_Task requirements_
Please tell how many of the lines below contain "every", using only a number.

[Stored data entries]
Content starts

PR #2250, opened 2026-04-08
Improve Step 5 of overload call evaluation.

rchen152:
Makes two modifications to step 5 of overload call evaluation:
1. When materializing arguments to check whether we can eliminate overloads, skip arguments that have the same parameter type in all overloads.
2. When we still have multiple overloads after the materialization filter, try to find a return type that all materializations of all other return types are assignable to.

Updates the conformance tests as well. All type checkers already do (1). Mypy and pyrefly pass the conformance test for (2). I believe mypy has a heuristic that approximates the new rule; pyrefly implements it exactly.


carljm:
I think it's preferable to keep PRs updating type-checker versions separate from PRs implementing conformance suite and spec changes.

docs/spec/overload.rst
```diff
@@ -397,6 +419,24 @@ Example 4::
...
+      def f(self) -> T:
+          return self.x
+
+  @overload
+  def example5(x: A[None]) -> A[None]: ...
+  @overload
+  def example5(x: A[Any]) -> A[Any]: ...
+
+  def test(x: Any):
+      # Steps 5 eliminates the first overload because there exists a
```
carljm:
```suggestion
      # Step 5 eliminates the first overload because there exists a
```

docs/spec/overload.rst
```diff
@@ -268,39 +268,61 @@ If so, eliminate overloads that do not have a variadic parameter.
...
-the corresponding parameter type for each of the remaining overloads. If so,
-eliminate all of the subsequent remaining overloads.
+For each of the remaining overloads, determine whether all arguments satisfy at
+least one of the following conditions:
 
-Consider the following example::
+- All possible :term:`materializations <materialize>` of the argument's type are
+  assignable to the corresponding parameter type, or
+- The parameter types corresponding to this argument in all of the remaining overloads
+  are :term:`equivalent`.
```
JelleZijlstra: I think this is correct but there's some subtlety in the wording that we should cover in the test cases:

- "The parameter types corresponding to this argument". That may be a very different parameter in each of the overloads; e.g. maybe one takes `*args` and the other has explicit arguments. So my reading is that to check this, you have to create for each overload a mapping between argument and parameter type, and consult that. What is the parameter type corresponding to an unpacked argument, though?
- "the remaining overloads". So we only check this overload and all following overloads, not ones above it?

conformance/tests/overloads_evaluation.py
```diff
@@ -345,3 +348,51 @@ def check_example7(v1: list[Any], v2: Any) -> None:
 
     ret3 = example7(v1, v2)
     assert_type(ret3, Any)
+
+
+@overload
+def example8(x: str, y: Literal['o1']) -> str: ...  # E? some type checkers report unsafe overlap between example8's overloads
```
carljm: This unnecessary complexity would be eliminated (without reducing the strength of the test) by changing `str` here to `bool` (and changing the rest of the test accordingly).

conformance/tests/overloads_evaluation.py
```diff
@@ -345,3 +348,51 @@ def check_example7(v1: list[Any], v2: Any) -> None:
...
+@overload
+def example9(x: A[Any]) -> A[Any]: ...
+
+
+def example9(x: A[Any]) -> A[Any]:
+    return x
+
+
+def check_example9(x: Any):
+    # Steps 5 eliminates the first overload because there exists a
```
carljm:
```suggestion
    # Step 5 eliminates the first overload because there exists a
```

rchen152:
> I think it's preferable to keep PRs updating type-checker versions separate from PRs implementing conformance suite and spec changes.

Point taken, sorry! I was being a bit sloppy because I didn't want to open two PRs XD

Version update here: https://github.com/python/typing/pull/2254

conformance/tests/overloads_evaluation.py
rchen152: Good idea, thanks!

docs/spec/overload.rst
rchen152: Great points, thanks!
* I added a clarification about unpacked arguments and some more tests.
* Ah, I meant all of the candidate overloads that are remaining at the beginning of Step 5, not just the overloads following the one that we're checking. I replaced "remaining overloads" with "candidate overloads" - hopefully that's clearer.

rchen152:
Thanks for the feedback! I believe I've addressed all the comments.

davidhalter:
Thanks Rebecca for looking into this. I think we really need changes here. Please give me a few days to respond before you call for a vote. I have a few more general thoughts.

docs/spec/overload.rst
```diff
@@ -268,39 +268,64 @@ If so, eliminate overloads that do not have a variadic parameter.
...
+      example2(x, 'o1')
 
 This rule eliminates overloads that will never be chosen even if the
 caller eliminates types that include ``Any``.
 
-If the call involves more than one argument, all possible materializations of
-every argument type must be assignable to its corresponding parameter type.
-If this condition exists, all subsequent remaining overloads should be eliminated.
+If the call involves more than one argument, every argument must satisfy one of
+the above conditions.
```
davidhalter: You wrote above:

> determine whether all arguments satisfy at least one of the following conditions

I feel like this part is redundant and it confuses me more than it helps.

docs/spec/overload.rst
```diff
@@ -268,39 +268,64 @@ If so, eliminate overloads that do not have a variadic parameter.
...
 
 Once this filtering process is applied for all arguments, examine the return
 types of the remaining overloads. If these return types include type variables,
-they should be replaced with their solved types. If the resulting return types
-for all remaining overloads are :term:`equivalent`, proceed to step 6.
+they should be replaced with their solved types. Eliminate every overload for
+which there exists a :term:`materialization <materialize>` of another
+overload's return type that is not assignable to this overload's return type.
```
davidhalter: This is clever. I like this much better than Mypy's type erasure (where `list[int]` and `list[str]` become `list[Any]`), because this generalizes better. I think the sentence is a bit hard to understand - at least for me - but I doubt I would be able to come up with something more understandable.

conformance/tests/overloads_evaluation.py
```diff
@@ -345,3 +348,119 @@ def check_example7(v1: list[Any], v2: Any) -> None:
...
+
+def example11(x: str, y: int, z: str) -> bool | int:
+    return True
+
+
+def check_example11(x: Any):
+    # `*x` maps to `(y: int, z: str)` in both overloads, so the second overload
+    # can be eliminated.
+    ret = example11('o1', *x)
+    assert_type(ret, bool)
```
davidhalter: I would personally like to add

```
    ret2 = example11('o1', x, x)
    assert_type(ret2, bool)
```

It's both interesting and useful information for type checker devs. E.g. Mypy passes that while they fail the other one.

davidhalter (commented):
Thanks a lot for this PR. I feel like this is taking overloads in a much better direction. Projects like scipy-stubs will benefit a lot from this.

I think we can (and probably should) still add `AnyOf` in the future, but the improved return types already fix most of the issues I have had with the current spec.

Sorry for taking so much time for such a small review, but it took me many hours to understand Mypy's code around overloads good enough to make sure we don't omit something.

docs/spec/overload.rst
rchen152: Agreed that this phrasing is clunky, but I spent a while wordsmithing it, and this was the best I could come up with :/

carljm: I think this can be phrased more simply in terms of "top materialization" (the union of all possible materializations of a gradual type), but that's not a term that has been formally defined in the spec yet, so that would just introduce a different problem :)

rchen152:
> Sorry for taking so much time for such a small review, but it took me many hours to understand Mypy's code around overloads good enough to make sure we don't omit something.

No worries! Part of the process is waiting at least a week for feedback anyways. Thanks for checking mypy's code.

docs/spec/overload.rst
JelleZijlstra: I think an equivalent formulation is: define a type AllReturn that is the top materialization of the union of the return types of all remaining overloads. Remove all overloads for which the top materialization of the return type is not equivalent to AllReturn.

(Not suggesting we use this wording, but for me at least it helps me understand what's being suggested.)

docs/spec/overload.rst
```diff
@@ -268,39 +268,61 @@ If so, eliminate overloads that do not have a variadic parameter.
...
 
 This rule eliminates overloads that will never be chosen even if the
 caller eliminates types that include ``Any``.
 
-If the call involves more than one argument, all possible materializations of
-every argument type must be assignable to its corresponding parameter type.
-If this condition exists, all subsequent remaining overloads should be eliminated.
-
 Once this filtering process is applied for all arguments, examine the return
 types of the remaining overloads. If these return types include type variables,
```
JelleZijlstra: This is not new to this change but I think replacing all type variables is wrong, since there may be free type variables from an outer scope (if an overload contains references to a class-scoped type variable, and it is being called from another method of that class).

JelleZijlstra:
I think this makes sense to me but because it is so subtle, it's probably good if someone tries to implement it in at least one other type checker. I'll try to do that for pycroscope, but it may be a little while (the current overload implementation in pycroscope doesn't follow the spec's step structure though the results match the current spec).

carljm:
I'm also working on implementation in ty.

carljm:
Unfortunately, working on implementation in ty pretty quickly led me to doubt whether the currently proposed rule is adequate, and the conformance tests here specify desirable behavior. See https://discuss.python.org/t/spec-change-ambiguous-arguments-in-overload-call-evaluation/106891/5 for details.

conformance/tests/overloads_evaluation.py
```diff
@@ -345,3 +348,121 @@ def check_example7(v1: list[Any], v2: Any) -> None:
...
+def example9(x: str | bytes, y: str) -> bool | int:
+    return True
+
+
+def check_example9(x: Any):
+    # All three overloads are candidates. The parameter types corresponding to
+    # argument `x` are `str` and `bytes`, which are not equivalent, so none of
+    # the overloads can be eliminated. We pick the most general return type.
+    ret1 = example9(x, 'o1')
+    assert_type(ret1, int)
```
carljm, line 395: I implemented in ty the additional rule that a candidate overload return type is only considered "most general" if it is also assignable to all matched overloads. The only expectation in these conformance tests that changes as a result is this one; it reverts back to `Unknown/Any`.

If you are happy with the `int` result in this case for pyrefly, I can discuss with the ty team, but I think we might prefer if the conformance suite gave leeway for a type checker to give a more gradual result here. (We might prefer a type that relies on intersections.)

Content ends
Content starts

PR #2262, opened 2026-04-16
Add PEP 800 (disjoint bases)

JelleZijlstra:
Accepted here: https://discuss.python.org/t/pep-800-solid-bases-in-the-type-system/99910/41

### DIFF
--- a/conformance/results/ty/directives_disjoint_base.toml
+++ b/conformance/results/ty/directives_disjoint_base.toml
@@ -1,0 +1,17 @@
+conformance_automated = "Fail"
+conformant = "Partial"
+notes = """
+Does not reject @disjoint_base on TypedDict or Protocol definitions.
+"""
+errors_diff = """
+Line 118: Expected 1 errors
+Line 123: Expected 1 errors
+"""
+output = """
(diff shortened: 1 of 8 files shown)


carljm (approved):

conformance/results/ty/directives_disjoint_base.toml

Content ends

_Answer section_
4